• [Requirement]
The lines you return must be all those in the data that hold the string "opened".

• [Data for this exercise]
━━━━━━━━━━━━━━━━
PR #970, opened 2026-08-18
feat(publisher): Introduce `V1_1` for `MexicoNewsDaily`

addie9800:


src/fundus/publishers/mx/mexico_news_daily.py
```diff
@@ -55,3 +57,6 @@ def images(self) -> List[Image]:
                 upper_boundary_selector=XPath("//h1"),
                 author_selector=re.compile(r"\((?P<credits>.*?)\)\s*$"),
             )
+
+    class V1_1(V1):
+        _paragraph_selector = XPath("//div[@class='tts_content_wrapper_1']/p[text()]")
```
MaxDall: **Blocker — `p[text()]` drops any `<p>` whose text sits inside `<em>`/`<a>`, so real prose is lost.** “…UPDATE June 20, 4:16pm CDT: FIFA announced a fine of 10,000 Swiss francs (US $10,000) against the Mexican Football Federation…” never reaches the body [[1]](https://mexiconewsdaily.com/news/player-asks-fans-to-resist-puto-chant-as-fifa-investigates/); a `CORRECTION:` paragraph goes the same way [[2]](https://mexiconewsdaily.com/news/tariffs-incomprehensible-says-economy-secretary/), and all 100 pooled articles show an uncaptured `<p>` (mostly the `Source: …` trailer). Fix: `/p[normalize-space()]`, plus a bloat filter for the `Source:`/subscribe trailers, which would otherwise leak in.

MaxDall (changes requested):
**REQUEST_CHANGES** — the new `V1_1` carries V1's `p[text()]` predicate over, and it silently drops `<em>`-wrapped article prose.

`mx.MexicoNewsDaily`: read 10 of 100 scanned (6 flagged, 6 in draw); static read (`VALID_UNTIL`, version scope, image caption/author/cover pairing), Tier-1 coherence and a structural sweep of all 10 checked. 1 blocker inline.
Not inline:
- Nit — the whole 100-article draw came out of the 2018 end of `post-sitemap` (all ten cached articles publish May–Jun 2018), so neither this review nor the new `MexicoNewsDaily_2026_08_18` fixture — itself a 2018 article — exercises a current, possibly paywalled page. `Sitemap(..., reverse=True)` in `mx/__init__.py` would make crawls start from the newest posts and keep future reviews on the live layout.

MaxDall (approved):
━━━━━━━━━━━━━━━━
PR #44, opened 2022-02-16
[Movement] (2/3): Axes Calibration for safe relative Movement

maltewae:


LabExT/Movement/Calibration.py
━━━━━━━━━━━━━━━━
• [Task solution]
PR #970, opened 2026-08-18
PR #44, opened 2022-02-16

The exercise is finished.